While the plummeting NYC crime rate also helped the state's figures, some NYC criminals were pushed out to the troubled cities of upstate. Getting back to Cuomo, I saw him at a Daily Gazette editorial board react to a question from our police reporter who had mentioned that drug dealers were referring to Schenectady as "Baby New York." Cuomo, in his gravelly Queens accent, kept scornfully repeating the phrase, "Baby New York." But it got his attention. On Nov. 17, 1993, state police conducted raids collectively known as "Operation Crackdown" in Schenectady, and according to the Web site of DA Bob Carney, "Of the 105 people prosecuted as a result of Crackdown, 104 were convicted and served an average of 3.4 years to 8.7 years in state prison.
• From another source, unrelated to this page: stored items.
PR #295, opened 2019-05-21
danger: Add check for missing e2e-tests

### LINKED ISSUE #256: Add dangerjs check for e2e tests for frontend code
The idea:

- if there is a change in `frontend/**`
- AND there is **no** change in `e2e-test/**`
- AND the title does **not** include "refactor"
- THEN warn about a missing end-to-end test for changed or added functionality.

Since there is a chance of false positives this should not cause the pipeline to fail.

Take a look at #254 to get an idea on how to implement this.

mathiashoeld:
Danger warns about missing E2E-tests for the following conditions:
- There are changes in the frontend
- AND there are no changes in the e2e tests
- AND the pull request is not marked as trivial

Closes #256

### DIFF
--- a/dangerfile.js
+++ b/dangerfile.js
@@ -3,23 +3,42 @@ const { includes } = require("lodash");
 
 const apiSources = danger.git.fileMatch("api/src/**/*.ts");
 const blockchainSources = danger.git.fileMatch("blockchain/src/*");
-const frontendSources = danger.git.fileMatch("frontend/src/*");
+const frontendRootSources = danger.git.fileMatch("frontend/src/*.*");
+const frontendPageSources = danger.git.fileMatch("frontend/src/pages/*");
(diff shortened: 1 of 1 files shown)


dangerfile.js
```diff
@@ -23,3 +23,8 @@ if (
 ) {
   warn("No CHANGELOG added.");
 }
+
+// If there are changes in the UI and PR is not marked as trivial, expect there to be E2E-test updates
+if (frontendSources.modified && !e2eTestSources.modified && !trivialPR) {
```
gonzochic: Asking myself how we should handle changes in the translations or tests. These changes don't require an update in the e2e tests

mathiashoeld: changed, so only changes in the `frontend/src` folder or `frontend/src/pages/` folder trigger the warning. 
also changed the message

PR #303, opened 2019-05-22
Fix notification issues

### LINKED ISSUE #288: ui: The last page of notifications displays too many items
Since the limit is fixed, we always fetch the same number of notifications for each page. On the last page however, only the remaining items should be displayed.

### LINKED ISSUE #292: ui: Wrong resource name displayed for some notifications
Case: User is assigned to a workflowitem. User does not have the permissions to see the workflowitem, but is allowed to see the parent subproject. The workflowitem is updated.

Current behaviour: The name of the workflow item's parent subproject is displayed in the notification page.

Expected behaviour: No name is displayed in the notification page, as it is the case for e.g. closing and assigning projects/subprojects.

### LINKED ISSUE #298: ui: Notification should contain Project / Subproject Name
On the notifications page, for every notification, it is not possibly to get any information about the related project. If possible we should add the at least the name. If you don't have the permissions we should add a remark about the missing permissions.

### LINKED ISSUE #299: ui: Assignee selections are overflowing
The assignee selections should draw an ellipsis if the name is too long.

### LINKED ISSUE #300: ui: Give different background color to unread notifications
To better distinguish unread notifications, they should have a slightly different background color than notifications that have been read.

### LINKED ISSUE #301: ui: Move 'Read All' button to the left
The 'Read All' button is currently on the right side of the notifications page, above the redirect buttons. This might lead to confusion because the icon indicating whether the message has been read is on the left side. 

Suggestion: Move the 'Read All' button to the left above the icon indicating whether the message has been read.

### LINKED ISSUE #302: ui: Improve 'view' button for notifications
The following things should be changed on the 'view' button of each notification on the notification page: 
- Use a smaller button, as it is a little too prominent on the page
- Don't surround the button with a blue circle
- Don't display the button if the user does not have the permissions to see the project/subproject/workflowitem

mathiashoeld:
# Changes

## Pagnination
The implementation for fetching notifications is changed. Instead of
keeping offset and limit in the state, the page is fetched by page
number instead (similar to the history).
The issue of overfetching on the last page was solved by calculating the
number of remaining items to be fetched for the last page.

Closes #288

## Prevent assignee selection from overflowing
When the name of the assignee is too long it gets shortened by ellipses
in the workflow item table.

Closes #299

## Display parent project and subproject name for notifications
The displaynames of the project and subproject are now displayed on the
notification page for each entry. If the user does not have permissions
to see the project/subproject it gets replaced by the word "Redacted".

Closes #298

## Display correct names in notifications
If the user does not have the permission to see a
project/subproject/workflowitem, the displayname is not displayed in the
notification and is instead left blank.

Closes #292

## Refactor Helpers
- Functions that are not used were removed
- Other functions were re-written for code clarity

## Move 'Read All' button
To increase usability, the 'Read All' button was moved to the left side
of the page. It is now above the icon that indicates whether the
notification has been read which makes its purpose clearer. The color
has also been changed to black instead of blue.

Closes #301

## Background color for unread notifications
To increase usability, the background color for unread notifications has
been changed to a light gray color.

Closes #300

## Remove view button if disabled
- The 'view' button has been changed to an icon button instead of
floating action button to make the look a little leaner
- The button has been surrounded by a tooltip which tells the user what
the button does
- If the user does not have the permissions to see the
project/subproject/workflowitem, the button is not displayed instead of
disabled

Closes #302

### DIFF
--- a/frontend/src/pages/Notifications/NotificationListItems.js
+++ b/frontend/src/pages/Notifications/NotificationListItems.js
@@ -1,6 +1,7 @@
 import { withStyles } from "@material-ui/core/styles";
+import IconButton from "@material-ui/core/IconButton";
+import Tooltip from "@material-ui/core/Tooltip";
 import Divider from "@material-ui/core/Divider";
-import Fab from "@material-ui/core/Fab";
 import ListItem from "@material-ui/core/ListItem";
 import ListItemIcon from "@material-ui/core/ListItemIcon";
 import ListItemText from "@material-ui/core/ListItemText";
@@ -9,9 +10,10 @@ import Read from "@material-ui/icons/MailOutline";
 import LaunchIcon from "@material-ui/icons/ZoomIn";
 import dayjs from "dayjs";
 import React from "react";
+import classNames from "classnames";
 
-import { intentMapping, parseURI, isAllowedToSee } from "./helper";
-
+import { intentMapping, parseURI, getParentData, isAllowedToSee } from "./helper";
+import strings from "../../localizeStrings";
 const styles = theme => ({
   row: {
     display: "flex",
@@ -38,6 +40,9 @@ const styles = theme => ({
   unread: {
     flex: 1,
     opacity: 1
+  },
+  unreadMessage: {
+    backgroundColor: theme.palette.grey.main
   }
 });
 
@@ -59,12 +64,13 @@ const NotificationListItems = ({
       subprojectId: metadata.subproject ? metadata.subproject.id : undefined
     });
     const testLabel = `notification-${isRead ? "read" : "unread"}`;
+    const { projectDisplayName, subprojectDisplayName } = getParentData(notification);
     return (
       <div key={index}>
         <Divider />
         <ListItem
           component="div"
-          className={classes.row}
+          className={classNames(classes.row, !isRead ? classes.unreadMessage : false)}
           key={index}
           button={isRead ? false : true}
           data-test={testLabel}
@@ -73,8 +79,12 @@ const NotificationListItems = ({
           <div className={isRead ? classes.read : classes.unread}>
             <ListItemIcon>{isRead ? <Read /> : <Unread />}</ListItemIcon>
           </div>
-          <ListItemText className={classes.projectMetadata} component="div" primary={""} secondary={""} />
-
+          <ListItemText
+            className={classes.projectMetadata}
+            component="div"
+            primary={projectDisplayName}
+            secondary={subprojectDisplayName}
+          />
           <ListItemText
             data-test={`${testLabel}-${index}`}
             className={classes.title}
@@ -88,14 +98,15 @@ const NotificationListItems = ({
             secondary={createdAt}
           />
           <div className={classes.button}>
-            <Fab
-              size="small"
-              disabled={!isAllowedToSee(notification)}
-              color="primary"
-              onClick={() => history.push(redirectUri)}
-            >
-              <LaunchIcon />
-            </Fab>
+            {isAllowedToSee(notification) ? (
+              <Tooltip id="tooltip-inspect" title={strings.common.view}>
+                <div>
+                  <IconButton onClick={() => history.push(redirectUri)}>
+                    <LaunchIcon />
+                  </IconButton>
+                </div>
+              </Tooltip>
+            ) : null}
           </div>
         </ListItem>
       </div>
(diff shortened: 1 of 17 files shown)


frontend/src/pages/Notifications/NotificationListItems.js
```diff
@@ -41,6 +42,12 @@ const styles = theme => ({
   }
 });
 
+const styling = {
```
gonzochic: rename to `styles`

frontend/src/pages/Notifications/NotificationListItems.js
```diff
@@ -88,14 +101,15 @@ const NotificationListItems = ({
...
-              disabled={!isAllowedToSee(notification)}
-              color="primary"
-              onClick={() => history.push(redirectUri)}
-            >
-              <LaunchIcon />
-            </Fab>
+            {isAllowedToSee(notification) ? (
+              <Tooltip id="tooltip-inspect" title={strings.common.view}>
+                <div>
+                  <IconButton disabled={!isAllowedToSee(notification)} onClick={() => history.push(redirectUri)}>
```
gonzochic: We already checked if the user is allowed to see the notification (see Line 104)

frontend/src/pages/Notifications/actions.js
```diff
@@ -105,26 +103,18 @@ export function fetchHistoryItems(project, offset, limit) {
   };
 }
 
-export function markMultipleNotificationsAsRead(notificationIds, offset, limit) {
+export function markMultipleNotificationsAsRead(notificationIds, notificationPage) {
   return {
-    type: MARK_MULTIPLE_NOTIFICATION_AS_READ,
+    type: MARK_MULTIPLE_NOTIFICATIONS_AS_READ,
```
gonzochic: How do we know how big the page is? (25 or 50)?

gonzochic: and why do we need to send `page` and `ids`

frontend/src/pages/Notifications/helper.js
```diff
@@ -1,29 +1,91 @@
...
+    return notificationMetaData.subproject.displayName;
+  }
+  if (type === workflowitem) {
+    return notificationMetaData.workflowitem.displayName;
   }
   return "";
 }
 
+const isAllowedToSeeType = (notificationMetaData, type) => {
+  if (type === project) {
```
gonzochic: Make uppercase

gonzochic: Use switch case statement

frontend/src/pages/Notifications/helper.js
```diff
@@ -1,29 +1,91 @@
...
+    console.warn("Notification has no metadata");
+    return "";
+  }
+
+  const type = getType(notificationMetaData);
+  const displayName = getDisplayName(notificationMetaData, type);
+  const text = isAllowedToSeeType(notificationMetaData, type)
+    ? formatString(translation, displayName)
+    : formatString(translation, "");
+  return `${text} ${isAllowedToSeeType(notificationMetaData, type) ? "" : strings.notification.no_permissions}`;
```
gonzochic: You are evaluating the same condition twice

frontend/src/sagas.js
```diff
@@ -549,17 +557,27 @@ export function* getEnvironmentSaga() {
...
   yield execute(function*() {
-    // Get most recent items with negative offset
-    const { data } = yield callApi(api.fetchNotifications, 0 - offset - limit, limit);
+    const { data: notificationCountData } = yield callApi(api.fetchNotificationCounts);
+    const { notificationPageSize } = yield select(getNotificationState);
+
+    const totalNotificationCount = notificationCountData.total;
+
+    const numberOfNotificationPages =
+      notificationPageSize !== 0 ? Math.ceil(totalNotificationCount / notificationPageSize) : 1;
```
gonzochic: Not sure if this calculation is needed! We can always go to the first page when changing the page size

frontend/src/pages/Notifications/NotificationListItems.js
mathiashoeld: moved to styles and changed color in palette

frontend/src/pages/Notifications/NotificationListItems.js
mathiashoeld: removed since button is not displayed if user is not allowed to see the resource

frontend/src/pages/Notifications/helper.js
mathiashoeld: changed to uppercase and used switch statement

frontend/src/pages/Notifications/helper.js
mathiashoeld: moved addition of `strings.notification.no_permissions` into line 87

frontend/src/sagas.js
mathiashoeld: i think you mean the calculation in another file: https://github.com/openkfw/TruBudget/pull/303/files#diff-0d925ba8dfd401d545b4c938fb855ee6R39

this was removed and the first page is fetched instead.

frontend/src/pages/Notifications/actions.js
mathiashoeld: - the page size is saved in the state
- we send the page to reload after the messages have been marked as read
- we send the IDs because they are already available in the component. if we would send the page only, we would have to make another call to the API to get all the messages from the current page to extract the IDs, which would slow down the process.

PR #305, opened 2019-05-24
danger: Add check for new TODOs and console logs in API

### LINKED ISSUE #255: Add dangerjs check that warns about TODOs
A TODO could be there on purpose, so the pipeline should not fail. But both the author and the reviewer should be aware of it being added.

Take a look at #254 to get an idea on how to implement this.

mathiashoeld:
# Changed
## Two new warnings are added:
- If there are additional console logs in the API
- If there are new TODOs in any of the files

## Further changes:
- Created async block to execute async calls like
'structuredDiffForFile'
- Use Node 11 for Danger in order to use 'Array.prototype.flat()'
- Created functions to extract additions, deletions and normal code from
file changes

Closes #255

### DIFF
--- a/.travis.yml
+++ b/.travis.yml
@@ -13,15 +13,9 @@ stages:
     - "10"
   cache: npm
 
-.node-env-11: &node-env-11
-  language: node_js
-  node_js:
-    - "11"
-  cache: npm
-
 .dangerjs: &dangerjs
   stage: test
-  <<: *node-env-11
+  <<: *node-env
   script:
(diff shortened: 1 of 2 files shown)


.travis.yml
```diff
@@ -13,9 +13,15 @@ stages:
     - "10"
   cache: npm
 
+.node-env-11: &node-env-11
```
gonzochic: We should use the current LTS Versions (which is 10)

PR #306, opened 2019-05-24
ui: Don't display amount if no exchange rate is set

### LINKED ISSUE #297: Ui shows undefined exchnagerate if it is not set
Since the validation of a workflowitem is done once the worklfowitem is being closed, the exchangerate could be empty when the amounType is allocated or disbursed.
On frontend side we should handle empty exchangerate-fields instead of showing undefined:

image

mathiashoeld:
When a workflow item is updated via the API from amount type "N/A" to
"disbursed" or "allocated", the exchange rate does not need to be set
immediately (it is only needed if the workflowitem is closed). Therefore
it can happen that no exchange rate (or amount is set).
If no amount or exchange rate is set, the amount field is left blank.

Closes #297

### DIFF
--- a/frontend/src/pages/Workflows/WorkflowItem.js
+++ b/frontend/src/pages/Workflows/WorkflowItem.js
@@ -253,25 +253,29 @@ const isWorkflowSelectable = (currentWorkflowSelectable, workflowSortEnabled, st
 };
 
 const getAmountField = (amount, type, exchangeRate, sourceCurrency, targetCurrency) => {
-  let amountToShow = toAmountString(amount * exchangeRate, targetCurrency);
+  const amountToShow = toAmountString(amount * exchangeRate, targetCurrency);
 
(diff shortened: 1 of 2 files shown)


frontend/src/pages/Workflows/WorkflowItem.js
```diff
@@ -253,25 +253,29 @@ const isWorkflowSelectable = (currentWorkflowSelectable, workflowSortEnabled, st
...
-      <div
-        style={{
-          paddingTop: "4px",
-          paddingLeft: "4px"
-        }}
-      >
-        {fromAmountString(exchangeRate) !== 1 ? amountExplaination : null}
-      </div>
+    <div>
+      {amount && exchangeRate ? (
```
gonzochic: Be aware that amount = 0 is false.

mathiashoeld: changed check to `amount !== undefined && exchangeRate !== undefined` and put it into separate variable `isAmountDisplayed`

Issue #79, opened 2019-03-22
Change password option


phpai:
In GitLab by @jzakotnik on Feb 1, 2019, 10:21

This is important for user management or e.g. changing password at first login

phpai:
In GitLab by @kevinbader on Feb 20, 2019, 11:52

assigned to @mathiashoeld

gonzochic:
Could be done together with #77

mathiashoeld:
Checklist: 

- [ ] New intent
- [ ] New event
- [ ] New domain & service + Test
- [ ] UI component & E2E test
- [ ] Documentation 
- [ ] Changelog

PR #309, opened 2019-06-03
api: Add endpoint to change a user's password

mathiashoeld:
# Changes

A new API endpoint was added that enables the change of a user's
password. For this, the following has been added:
* New intent 'user.changePassword'
* This new intent is given to every user per default so every user can change his/her own password
* New HTTP endpoint 'user.changePassword'
* New service
* New business event 'UserPasswordChanged'
* New unit test
* New business logic 'user_password_change'
* New event 'user_password_changed'

To be consistent with the rest of the API, the files for user handling
(creating, getting, sourcing) have been refactored.

Relates to #79 

# How to test
Call the API endpoint `user.changePassword` with `userId` and a new password and try authenticating the user using the old password (should not be possible) and then the new password (should be possible).

### DIFF
--- a/api/src/service/domain/organization/user_password_change.spec.ts
+++ b/api/src/service/domain/organization/user_password_change.spec.ts
@@ -1,0 +1,112 @@
+import { assert } from "chai";
+
+import { Ctx } from "../../../lib/ctx";
+import * as Result from "../../../result";
+import { hashPassword, isPasswordMatch } from "../../password";
+import { NotAuthorized } from "../errors/not_authorized";
+import { ServiceUser } from "../organization/service_user";
+import { newUserFromEvent } from "./user_eventsourcing";
+import { changeUserPassword, RequestData } from "./user_password_change";
+import { UserRecord } from "./user_record";
+
+const ctx: Ctx = { requestId: "", source: "test" };
+const root: ServiceUser = { id: "root", groups: [] };
+const alice: ServiceUser = { id: "alice", groups: ["alice_and_bob", "alice_and_bob_and_charlie"] };
+const bob: ServiceUser = { id: "bob", groups: ["alice_and_bob", "alice_and_bob_and_charlie"] };
+
+const dummy = "dummy";
+const passwordChangeUser: UserRecord = {
+  id: dummy,
+  createdAt: new Date().toISOString(),
+  displayName: dummy,
+  organization: dummy,
+  passwordHash: dummy,
+  address: dummy,
+  encryptedPrivKey: dummy,
+  permissions: {},
+  log: [],
+  additionalData: {},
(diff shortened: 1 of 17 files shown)


api/src/service/domain/organization/user_password_change.spec.ts
```diff
@@ -0,0 +1,102 @@
...
+      ...baseRepository,
+    });
+    assert.instanceOf(result, NotAuthorized);
+  });
+
+  it("The root user doesn't need permission to change a user's password", async () => {
+    const result = await changeUserPassword(ctx, root, requestData, {
+      ...baseRepository,
+    });
+    assert.isTrue(Result.isOk(result), (result as Error).message);
```
kevinbader: the operation has succeeded. But has it produced a new event?

api/src/service/domain/organization/user_password_change.spec.ts
```diff
@@ -0,0 +1,102 @@
...
+  it("A user can change another user's password if the correct permissions are given", async () => {
+    const result = await changeUserPassword(ctx, alice, requestData, {
+      ...baseRepository,
+      getUser: () =>
+        Promise.resolve({
+          ...passwordChangeUser,
+          permissions: { "user.changePassword": [alice.id] },
+        }),
+    });
+    assert.isTrue(Result.isOk(result), (result as Error).message);
```
kevinbader: the operation has succeeded. But has it produced a new event?

api/src/service/domain/organization/user_password_change.spec.ts
```diff
@@ -0,0 +1,102 @@
...
+        Promise.resolve({
+          ...passwordChangeUser,
+          permissions: { "user.changePassword": [alice.id] },
+        }),
+    });
+    if (Result.isErr(result)) {
+      throw result;
+    }
+
+    const sourcedUser = newUserFromEvent(ctx, passwordChangeUser, result[0]);
```
kevinbader: use the sourceUsers function here and pass the full list of events. or use reduce like this:

```typescript
const sourcedUser = result.reduce((user, event) => newUserFromEvent(ctx, user, event), passwordChangeUser);
```

api/src/service/domain/organization/user_password_change.spec.ts
```diff
@@ -0,0 +1,102 @@
...
+    if (Result.isErr(sourcedUser)) {
+      throw sourcedUser;
+    }
+    assert.isTrue(Result.isOk(result));
+    assert.isFalse(await isPasswordMatch(oldPassword, sourcedUser.passwordHash));
```
kevinbader: what about the new password, does it match?

PR #322, opened 2019-06-06
1.x.x release Portuguese language file updated

josenogueiradalmeida:


mathiashoeld:
thank you for the translations!

there seems to be a problem though as the npm test command fails. there are 201 additions and 208 deletions in the commit - can you make sure that all lines are preserved? there should be the same entries in all language files.

PR #324, opened 2019-06-11
Update portuguese.js

marcioonodera:
Revised portuguese translation - 20190611 - v2
(1st pull request ever ;)


mathiashoeld:
hi @marcioonodera! thanks for the translations!
there are just some minor issues with the spaces at the beginning of some lines. i will fix those, so you don't need to worry about it! :) 

just as information for the future: the lines in the translation file should all have the same indentation, so the start of each line is correctly aligned.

One of the results of the sweep was a homicide-free year for the city of Schenectady in 1994."
Cuomo's back-door borrowing to build those prisons can be justified even in fiscal terms, because NYC's economic revival wouldn't have happened without the fall in crime, and the twin successes fed on each other in a virtuous circle. While Cuomo was often criticized for making starry-eyed speeches but failing to deliver on their liberal promise, his conservative approach to crime control was effective. Meanwhile, the continued crime problem in upstate cities contributes to keeping them economically distressed, while downstate-dominated state government's recent actions on crime were closing four prison camps and weakening the Rockefeller drug laws.